PR #633, opened 2026-08-18
feat(tenancy): give the tenancy model a request plane

njbrake:
## Description

Three things that give the tenancy model a request plane.

**A member can hold a key.** Keys, budgets and usage attach to the gateway's string-keyed `users` row; a member is a UUID identity in `user`. Nothing joined them, so a member could be created and then given nothing. Creating a tenancy identity now mints the matching `users` row, keyed on the identity's UUID, and `attribution_user_id` carries it to the dashboard. Forward-compatible with M4: otari-ai's `GatewayIdentityBridge` keys idempotency off the same legacy id.

**The request plane carries a workspace.** `api_keys`, `usage_logs`, `model_aliases` and `routing_policies` gain a NOT NULL `workspace_id`, backfilled onto a default the migration seeds under the slug provisioning already looks up, so first boot adopts those rows rather than minting a second default. The workspace is read off the authenticating key, never a header. It is an optional filter on the four list endpoints, and on `UsageSelection`, so a filtered "delete all N matching" cannot reach another workspace's rows.

**Tenancy scopes get their own budgets.** A fifth persistent table, `scoped_budgets`, and five endpoints under `/v1/scoped-budgets`, cap an organization, a workspace, either kind of membership, or a single API key, optionally narrowed to one provider. It sits beside `budgets` rather than replacing it, and both are enforced: `budgets` is many-to-one from `users` and is checked against `users.spend + users.reserved`, so folding counters onto it would silently turn N users each getting a limit into a pooled cap. Reservation stays lock-free, one conditional UPDATE per ceiling, taken in one total order and compensated when a later ceiling refuses.

The membership context also carries the caller's own workspaces, so the dashboard shell can pick a context without a second round trip.

Known limits of the scoped ceilings, written down in `docs/access-control.md`: a provider-narrowed ceiling is resolved from the provider a routing policy names first, so a fallover to a second provider neither checks nor charges that provider's ceiling; and batch, external and imported spend settle against the per-user counters alone, because those paths have no request scope to resolve a workspace from.

Deliberately not done, with reasons in the commit bodies: alias and policy name uniqueness stays deployment-wide, and provider and search-tool credentials stay process-wide config.

## PR Type

- [x] New Feature

## Relevant issues

Part of #588. Unblocks the workspace switcher on #626.

## Checklist

- [x] Documentation was updated where necessary (`docs/access-control.md`, `docs/api-reference.md`, `src/gateway/AGENTS.md`).

The ledger entry applies (four persistent tables change shape, `scoped_budgets` is a new one, and this is a capability the platform also has) and is owed. It is not appended yet, and folds into the entry drafted for #625 and #626 covering the same slice.

## AI Usage

- [ ] No AI was used.

**AI Model/Tool used:**

The scope and the sequencing are njbrake's; the code and prose are the model's. This description was written by a different session from the one that wrote the code, so treat it as a summary of the diff rather than the author's own account.

## Summary

- Added workspace ownership to request-plane resources and usage records.
- Linked tenancy members to gateway users for key ownership and usage attribution.
- Added workspace context to authenticated membership data and relevant list, usage, and export endpoints.
- Added scoped budgets for organizations, workspaces, memberships, API keys, and providers.
- Enforced scoped budgets alongside existing per-user budgets.
- Added workspace-aware migrations, provisioning, seed data, deletion safeguards, documentation, API clients, and tests.
- Preserved standalone-only behavior for scoped-budget management routes.

## Technical notes

- Workspace deletion returns `409` when dependent request-plane records remain.
- Provider fallback and request paths without workspace scope remain known limitations.
- The M4 reconciliation ledger entry remains outstanding.


khaledosman (commented):
Review of the workspace-scoped request plane and the scoped-budget mechanism. The reserve/settle/refund lifecycle is threaded correctly through both mechanisms, including the compensation on a per-user refusal. The findings are in the process-global workspace cache; the first one makes the `create_all` fallback path fail closed in a way that persists for the process lifetime.

src/gateway/services/workspace_scope.py
```diff
@@ -0,0 +1,145 @@
...
+    ).scalar_one_or_none()
+    if resolved is None:
+        # Fall back to any workspace before creating one: an operator may have
+        # renamed the default, and minting a second beside it would be worse than
+        # billing to the one that exists.
+        resolved = (await db.execute(select(col(Workspace.id)).order_by(col(Workspace.created_at)))).scalars().first()
+    if resolved is None:
+        resolved = await _create_default_workspace(db)
+
+    _default_workspace_id = resolved
```
khaledosman: The cache is populated from a row that is only flushed, and `_create_default_workspace` never commits, so on a `create_all`-built schema this poisons itself on first use.

Path: the first master-key completion reaches `_pipeline.log_usage` → `workspace_for_key_id(db, None)` → `default_workspace_id` → `_create_default_workspace`, which flushes and returns the id. `log_usage` then hands the row to `LogWriter`, which opens its own session (`services/log_writer.py:34`), and the request session closes with no commit, rolling the organization and workspace back. `_default_workspace_id` keeps their id for the rest of the process, so every later key create, alias, policy and usage row fails its `workspace.id` foreign key, and the usage failures are swallowed by `SingleLogWriter`, so it is silent.

Commit inside `_create_default_workspace`, or only cache after the caller's commit. As written, the fallback the docstring says exists for non-Alembic bootstraps does not work on the path that reaches it.

src/gateway/services/workspace_scope.py
```diff
@@ -0,0 +1,145 @@
...
+)
+
+_default_workspace_id: uuid.UUID | None = None
+# api_key id -> its workspace. A key belongs to exactly one workspace and never
+# moves, so this cannot go stale; it exists because a usage row is written on the
+# hot path and must not pay a lookup for something immutable.
+_key_workspace: dict[str, uuid.UUID] = {}
+
+
+def reset_default_workspace_cache() -> None:
```
khaledosman: This clears one process. `tenancy/workspace_service.py:283` calls it after deleting an empty default workspace, but with more than one uvicorn worker or replica every other process keeps the stale id and 500s on the foreign key until restart, which is the exact failure the reset exists to prevent.

Either drop the memoization of the default, or treat a foreign-key failure on `workspace_id` as a cache miss and re-resolve once.

src/gateway/services/workspace_scope.py
```diff
@@ -0,0 +1,145 @@
...
+            select(col(Workspace.id))
+            .join(Organization, col(Organization.id) == col(Workspace.organization_id))
+            .where(col(Organization.slug) == DEFAULT_ORGANIZATION_SLUG, col(Workspace.name) == DEFAULT_WORKSPACE_NAME)
+        )
+    ).scalar_one_or_none()
+    if resolved is None:
+        # Fall back to any workspace before creating one: an operator may have
+        # renamed the default, and minting a second beside it would be worse than
+        # billing to the one that exists.
+        resolved = (await db.execute(select(col(Workspace.id)).order_by(col(Workspace.created_at)))).scalars().first()
```
khaledosman: No `LIMIT`, and no tiebreaker. Every workspace id is fetched in order to take `.first()` in Python, and two workspaces sharing a `created_at` (which one transaction produces) make "where deployment-wide writes land" differ between processes. `.order_by(col(Workspace.created_at), col(Workspace.id)).limit(1)`.

src/gateway/services/scoped_budget_service.py
```diff
@@ -0,0 +1,399 @@
...
+                    and_(
+                        ScopedBudget.current_spend + ScopedBudget.reserved_spend < ScopedBudget.max_budget,
+                        ScopedBudget.current_spend + ScopedBudget.reserved_spend + amount <= ScopedBudget.max_budget,
+                    ),
+                ),
+            )
+            .values(reserved_spend=ScopedBudget.reserved_spend + amount)
+            .execution_options(synchronize_session=False)
+        )
+        await db.commit()
```
khaledosman, line 350: One commit per ceiling, in the loop, before the provider call. A request billing to five identities with an aggregate and a narrowed ceiling each pays up to ten commits on the hot path.

The separate commits buy nothing here: no lock spans the provider call either way, and the loop's compensating `release` already covers a mid-loop refusal. Issue the conditional UPDATEs in one transaction and commit once after the loop.

src/gateway/services/tenancy/errors.py
```diff
@@ -145,6 +145,25 @@ class ForeignTenancyError(TenancyError):
     status_code = status.HTTP_500_INTERNAL_SERVER_ERROR
 
 
+class WorkspaceInUseError(TenancyConflictError):
```
khaledosman, line 160: The RESTRICT guard covers the four request-plane tables but not `scoped_budgets`, whose `scope_id` is deliberately not a foreign key. A workspace holding only a ceiling therefore deletes cleanly and leaves an orphan row that lists fine and enforces nothing, which is the state `api/routes/scoped_budgets.py:125` `_require_scope_exists` says it exists to prevent, just at the other end of the lifecycle.

Delete the workspace's own and its memberships' ceilings in `delete_workspace`, or refuse while any exist.

alembic/versions/d5e7f1a2b3c4_workspace_scope_request_plane.py
```diff
@@ -0,0 +1,147 @@
...
+    for table in SCOPED_TABLES:
+        # Added NOT NULL with the default in one statement, which both engines
+        # accept on a populated table, so there is no add-then-backfill-then-
+        # tighten dance. It does not avoid SQLite's table rebuild, as an earlier
+        # draft of this comment claimed: the foreign key below needs one anyway
+        # (see the docstring). The partial indexes on the alias and policy tables
+        # survive that rebuild, which `test_tenancy_schema_chain` pins.
+        op.add_column(
+            table,
+            sa.Column("workspace_id", sa.Uuid(), nullable=False, server_default=sa.text(f"'{literal}'")),
```
khaledosman, line 142: The `server_default` stays on the column but `entities.py` declares none, so a migrated database has it and a `create_all` one does not. The docstring's reason for keeping it ("a write path that has not yet learned to carry a workspace lands its row in the default one rather than failing in production") holds on only half the deployments. Declare `server_default` on the four model columns too, or drop it here.

src/gateway/api/routes/scoped_budgets.py
```diff
@@ -0,0 +1,292 @@
...
+from gateway.models.entities import APIKey, ScopedBudget
+from gateway.models.tenancy import Organization, OrganizationMember, Workspace, WorkspaceMember
+
+# ``ScopeType`` comes from the service that resolves a scope, not from a copy
+# here: the ``Literal`` is what puts the allowed values in the OpenAPI schema,
+# and a second roster would eventually let a client create a scope enforcement
+# does not know.
+from gateway.services.scoped_budget_service import ScopeType
+
+router = APIRouter(prefix="/v1/scoped-budgets", tags=["scoped-budgets"])
```
khaledosman: Auth is repeated on all five decorators instead of declared here, which is the pattern `api/routes/organizations.py:45` argues against in a comment ("a future handler that did not would be unauthenticated with nothing to notice"). Move `dependencies=[Depends(verify_master_key)]` onto this `APIRouter(...)` call.

tbille (approved):

src/gateway/api/routes/_pipeline.py
```diff
@@ -1200,6 +1202,12 @@ async def resolve_request_context(
                 pricing_provider=gate_instance,
                 strategy=config.budget_strategy,
                 counts_toward_budget=not budget_exempt,
+                # The tenancy-scoped ceilings resolve from the key's workspace and
+                # the identity behind it, and from the provider this attempt is
+                # about to call. A fallover to a different provider keeps the
+                # ceilings resolved here: repricing changes the amount held, not
+                # which caps the request was admitted against.
+                scope=BudgetScopeRequest(api_key=api_key, provider_instance=gate_instance),
```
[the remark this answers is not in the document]
njbrake: Confirmed, and it is a wider hole than repricing. With an OpenAI head and an Anthropic fallover, the Anthropic ceiling is neither checked nor charged, which defeats the split cap `docs/access-control.md` uses as its own example. `resolve_request_context` resolves the scope from `plan.head`, and `increase_reservation` reuses `handle.scoped_budgets` by design, so nothing downstream can recover it. A selector the gate cannot resolve leaves `gate_instance` null, which drops every narrowed ceiling for that request too.

Not fixed here. Both candidate designs change the settle contract: hold across every plan candidate and release the unused narrowings at settle, or transfer the narrowed hold at dispatch. Picking one is @njbrake's call rather than a review fix. The limit is now written down in `docs/access-control.md` so nobody narrows a ceiling expecting it to survive a fallover.

_Drafted by Claude Opus 5 via back-and-forth with @njbrake._

src/gateway/api/routes/batches.py
```diff
@@ -306,6 +310,7 @@ async def create_batch(
         model=request.model,
         strategy=config.budget_strategy,
         counts_toward_budget=not budget_exempt,
+        scope=BudgetScopeRequest(api_key=api_key, provider_instance=resolved.instance),
```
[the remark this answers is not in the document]
njbrake: Agreed. `create_batch` reserves and then reconciles at $0, and the real cost arrives later through `record_external_spend`, which skips scoped ceilings, so batch spend never reaches a workspace cap. Persisting the scope on the batch record is the right fix and it is a schema change, so it is not in this PR. It is now named as a known limit in `docs/access-control.md` beside external and imported usage.

_Drafted by Claude Opus 5 via back-and-forth with @njbrake._

src/gateway/services/budget_service.py
```diff
@@ -365,6 +442,15 @@ async def reconcile_reservation(db: AsyncSession, handle: ReservationHandle, act
         values["spend"] = User.spend + actual_cost
     if handle.reserved:
         values["reserved"] = _release_reserved(handle.estimate)
+    # Every scoped ceiling the reservation held against has to be unwound too, or
+    # the hold outlives the request and permanently shrinks that ceiling.
+    await settle_scoped(
+        db,
+        handle.scoped_budget_ids,
+        actual_cost=actual_cost,
+        held=handle.scoped_estimate,
```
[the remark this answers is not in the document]
njbrake: Not changing this. The split is the existing design rather than something the scoped path introduced: `reserve_budget` commits the per-user reservation on its own so that no row lock spans the provider call, and `reconcile_reservation` writes `users.spend` in a later transaction for the same reason. Staging both mechanisms into one transaction means holding that lock across the work the current design exists to avoid.

A crash between the two calls leaves scoped spend recorded and the per-user counter short, which is the same exposure the per-user path already carries against `usage_logs`. Making both atomic is a change to how the gateway reserves in general, not to scoped budgets.

_Drafted by Claude Opus 5 via back-and-forth with @njbrake._

alembic/versions/d5e7f1a2b3c4_workspace_scope_request_plane.py
```diff
@@ -0,0 +1,147 @@
...
+    else:
+        organization_id = uuid.UUID(str(organization_id))
+
+    workspace_id = bind.execute(
+        sa.text("SELECT id FROM workspace WHERE organization_id = :org AND name = :name"),
+        {"org": _uuid_literal(bind, organization_id), "name": DEFAULT_WORKSPACE_NAME},
+    ).scalar()
+    if workspace_id is not None:
+        return uuid.UUID(str(workspace_id))
+
```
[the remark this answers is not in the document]
njbrake: Good catch, fixed. `_ensure_default_workspace` now adopts the organization's oldest workspace before minting one, ordered on `created_at, id` so the migration and `workspace_scope.default_workspace_id` resolve the same row instead of disagreeing after a rename.

_Drafted by Claude Opus 5 via back-and-forth with @njbrake._

src/gateway/models/entities.py
```diff
@@ -43,6 +43,17 @@ class APIKey(Base):
...
+    # tables below that carry the same column. NOT NULL: a workspace is the unit
+    # the dashboard scopes by, so "no workspace" is never a real state, only an
+    # unmigrated one. Existing rows were backfilled onto the deployment's default
+    # workspace, which the same migration seeds when tenancy was never touched.
+    # RESTRICT rather than cascade: deleting a workspace must not silently take
+    # its keys, usage, aliases and policies with it. Which workspace a write
+    # lands in is resolved in `services/workspace_scope.py`.
+    workspace_id: Mapped[uuid.UUID] = mapped_column(
+        Uuid, ForeignKey("workspace.id", ondelete="RESTRICT"), nullable=False, index=True
+    )
```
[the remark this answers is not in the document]
njbrake: Confirmed by running them. Both fail on a database migrated to head, which is what their own usage lines document:

```
sqlalchemy.exc.IntegrityError: NOT NULL constraint failed: api_keys.workspace_id
[SQL: INSERT INTO api_keys (id, key_hash, workspace_id, ...) VALUES (?, ?, ?, ...)]
[parameters: ('key-prod', 'hash-key-prod', None, ...)]
```

The retained `server_default` does not save them: SQLAlchemy sends an explicit NULL for a mapped column it was given no value for rather than omitting it from the INSERT, so the default never applies. Both scripts now resolve the default workspace once and stamp it on every row they build, and the migration docstring that claimed otherwise is corrected. Verified by seeding both databases clean.

_Drafted by Claude Opus 5 via back-and-forth with @njbrake._

alembic/versions/a3c7e1b9d5f2_add_scoped_budgets.py
```diff
@@ -0,0 +1,81 @@
+"""Add the tenancy-scoped budget table.
+
+A second, fully enforced budget mechanism beside ``budgets``, which is left
```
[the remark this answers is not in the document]
njbrake: Already acknowledged at the bottom of the PR description, and still owed. Worth noting it is not just a shape change to covered rows: `scoped_budgets` is a new table with no ledger row at all, which is the "surface has no row" trigger in `.github/instructions/reconciliation-ledger.instructions.md`, so it needs a proposed row with its own Current scope, Target and Tracking cells rather than folding into the #625 and #626 entry.

Leaving this open for @njbrake to append before merge.

_Drafted by Claude Opus 5 via back-and-forth with @njbrake._

src/gateway/api/routes/scoped_budgets.py
```diff
@@ -0,0 +1,292 @@
+"""Manage the tenancy-scoped USD ceilings in ``scoped_budgets``.
+
+Standalone-mode only and master-key authed, following ``routes/budgets.py``.
+Deliberately minimal: a scope's ceiling is created, listed, retimed and removed
+here, and everything about how one is enforced lives in
+``services/scoped_budget_service.py``.
```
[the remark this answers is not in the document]
njbrake: Fair, and the description now names the third piece: the `scoped_budgets` table, the five endpoints, why it sits beside `budgets` instead of replacing it, and the two known limits.

The docs were already covering it (`docs/api-reference.md` has the endpoint table, `docs/access-control.md` the semantics), so the gap was the description alone. That still matters here, because merges are squashed and git-cliff parses the PR title, so the release notes would have carried "give the tenancy model a request plane" for a change that adds a budget mechanism.

_Drafted by Claude Opus 5 via back-and-forth with @njbrake._

src/gateway/services/workspace_scope.py
njbrake: Confirmed, including the path you traced. `get_db` (`core/database.py:140`) never commits, so the flushed organization and workspace roll back when the request session closes while the id lives on for the process, and `SingleLogWriter` swallows the resulting foreign key failures.

Fixed, and then made moot: the default is not memoized at all any more. See the reply on your comment about the reset.

_Drafted by Claude Opus 5 via back-and-forth with @njbrake._

src/gateway/services/workspace_scope.py
njbrake: Agreed, and the memoization is gone rather than patched. `RESTRICT` never covered a default workspace holding nothing, and no per-process reset can fix what the other workers and replicas hold, so the cache could not be made correct by clearing it in more places.

`default_workspace_id` now resolves per call: two indexed reads, and only on the master-key path, which is operator traffic. Keyed requests still read the workspace straight off the key, and `_key_workspace` stays because a key never moves between workspaces. This also removed the local import `workspace_service` needed to break the cycle, so that whole comment is gone.

_Drafted by Claude Opus 5 via back-and-forth with @njbrake._

src/gateway/services/workspace_scope.py
njbrake: Fixed: `.order_by(col(Workspace.created_at), col(Workspace.id)).limit(1)` with `scalar_one_or_none`. The migration's own fallback, added for a related finding, orders the same way, so the two resolve the same row rather than disagreeing about where deployment-wide writes land.

_Drafted by Claude Opus 5 via back-and-forth with @njbrake._

src/gateway/services/scoped_budget_service.py
njbrake: The measurement is right and I think the change is worth making. One transaction with a single commit after the loop would also delete the compensation path, since a refusal could roll back instead of releasing, and the lock would span a few UPDATEs rather than a network call either way.

Not doing it in this pass: the lock-free property is argued at length in the module docstring, and reversing a documented design decision is @njbrake's call rather than a review fix. Leaving this open.

_Drafted by Claude Opus 5 via back-and-forth with @njbrake._

src/gateway/services/tenancy/errors.py
njbrake: Right, and fixed. `delete_workspace` now removes the ceilings naming the workspace and its memberships in the same transaction, reading the membership ids before the cascade takes those rows away. A refused delete rolls the ceiling deletes back with it, so a workspace that still holds keys is left exactly as it was. Two integration tests cover both scopes.

Ceilings on an `api_token` or an `org_member` whose subject later goes away are the same shape and are not covered here.

_Drafted by Claude Opus 5 via back-and-forth with @njbrake._

alembic/versions/d5e7f1a2b3c4_workspace_scope_request_plane.py
njbrake: Addressed a third way, because neither option works as stated. `server_default` cannot be declared on the model columns: the value is a per-deployment UUID that is not known at model definition time. Dropping it from the migration breaks the backfill it exists for.

What is wrong is the claim, not the default. It never protected a write path that omits a workspace, because SQLAlchemy sends an explicit NULL for a mapped column with no value rather than omitting it, so the column default never applies to an ORM writer. Both seed scripts were failing on migrated databases for that reason. They now carry a workspace, and the docstring says what the default actually does.

_Drafted by Claude Opus 5 via back-and-forth with @njbrake._

src/gateway/api/routes/scoped_budgets.py
njbrake: Done, moved onto the `APIRouter(...)` call with the `routes/organizations.py` reasoning carried over. The module docstring said it followed `routes/budgets.py`, which is the per-handler form; the organizations argument is the better one and the docstring now says so.

_Drafted by Claude Opus 5 via back-and-forth with @njbrake._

=====

Copy each line above that contains the word "databases".

The retained `server_default` does not save them: SQLAlchemy sends an explicit NULL for a mapped column it was given no value for rather than omitting it from the INSERT, so the default never applies. Both scripts now resolve the default workspace once and stamp it on every row they build, and the migration docstring that claimed otherwise is corrected. Verified by seeding both databases clean.
What is wrong is the claim, not the default. It never protected a write path that omits a workspace, because SQLAlchemy sends an explicit NULL for a mapped column with no value rather than omitting it, so the column default never applies to an ORM writer. Both seed scripts were failing on migrated databases for that reason. They now carry a workspace, and the docstring says what the default actually does.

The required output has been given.